▶ _SUPPLIED MATERIAL_
PR #1004, opened 2025-01-18
Fix batch listener error handling [VERIFY]

onobc:


onobc:
Was only using to double-check polish commit changes in CI

PR #1064, opened 2025-03-17
Remove no longer needed exclusions from pulsar-client-all

### LINKED ISSUE #963: Remove no longer needed exclusions from pulsar-client-all
Pulsar cleaned up quite a few dependencies in `pulsar-client-all` in https://github.com/apache/pulsar/pull/23647.

We have most of these libs excluded in [spring-pulsar](https://github.com/spring-projects/spring-pulsar/blob/475c515ec53aa20a4d50069fffa2c6dd9797fdc9/spring-pulsar/spring-pulsar.gradle#L10-L15) but can now safely remove these exclusions.

therepanic:
The improvements introduced in [this PR](https://github.com/apache/pulsar/pull/23647) include handling `javax.activation` via shading and migrating from javax to jakarta. Given these changes, we should remove some of the now unnecessary exclusions.

Fix #963

### DIFF
--- a/spring-pulsar/spring-pulsar.gradle
+++ b/spring-pulsar/spring-pulsar.gradle
@@ -9,7 +9,6 @@ dependencies {
 	api 'io.micrometer:micrometer-observation'
 	api (libs.pulsar.client.all) {
 		exclude group: 'org.apache.logging.log4j'
-		exclude group: 'com.sun.activation', module: 'javax.activation'
 		exclude group: 'javax.validation', module: 'validation-api'
 		exclude group: 'com.google.protobuf', module: 'protobuf-java'
 	}


onobc:
Hi @panic08 - great to see you over here in this project 👋🏻 

We just released `1.1.10` and `1.2.4` but will get this merged in soon. We intentionally did not add this change in yet as shadowing, transitive deps, and dependencies in general can be risky beyond the surface, especially when we have something like:

- spring-boot (uses)
   - pulsar-client-all
   - spring-pulsar
   - pulsar-client-reactive
**and**  
- spring-pulsar (uses)
   - pulsar-client-all
   - pulsar-client-reactive
**and**
- pulsar-client-reactive (uses)
    - pulsar-client-all

Thank you very much for the contribution. Once we branch main into `1.2.x` and main is then our target for `2.0.0` we will merge this.

Issue #1029, opened 2025-02-11
Automate protobuf generated test POJOs


onobc:
The Protobuf POJOs used for testing recently got out of sync w/ reality and tests started failing due to:

>java.lang.UnsupportedOperationException: As of 2022/09/29 (release 21.7) makeExtensionsImmutable should not be called from protobuf gencode. If you are seeing this message, your gencode is vulnerable to a denial of service attack. You should regenerate your code using protobuf 25.6 or later. Use the latest version that meets your needs. However, if you understand the risks and wish to continue with vulnerable gencode, you can set the system property `-Dcom.google.protobuf.use_unsafe_pre22_gencode` on the command line. See security vulnerability: https://github.com/protocolbuffers/protobuf/security/advisories/GHSA-h4h5-3hr4-j3g2

Just needed to update the generated POJOs. However, we should automate the process to regeenerate the files when building using a plugin such as https://github.com/google/protobuf-gradle-plugin

onobc:
Fixed via https://github.com/spring-projects/spring-pulsar/pull/1068/commits/59f6b02628b19afc8955c33d59347ccbfbbb9779

PR #1068, opened 2025-03-20
Automate protobuf generation in tests

panic08:
I think it's not a good idea to generate a class from a protofile manually and leave an instruction for it, to avoid any future problems as it happened with #1029, and it's best to automate it and do it in the build.

You may notice that in the modules I disabled the `extractIncludeProto` and so on, as they interfered with the generation of the protoclass. Also spring checkformat was breaking the assembly, so I disabled checkformat for protofiles.

Fix: #1029


onobc:
Another excellent contribution! Thanks @panic08 .

Closing in favor of https://github.com/spring-projects/spring-pulsar/commit/ed56a3941cc79b42e1798a4de7d8ed398385aad2. 

I also added a small polish to it [here](https://github.com/spring-projects/spring-pulsar/commit/1a4ee049a0380ae28818f3aa8375c38b2ea79410#r154593970)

▶ _HOW TO COMPLETE THIS TASK_
The expected result is every line above containing the string "longer".

▶ _ANSWER FOR THE TASK_
Remove no longer needed exclusions from pulsar-client-all
### LINKED ISSUE #963: Remove no longer needed exclusions from pulsar-client-all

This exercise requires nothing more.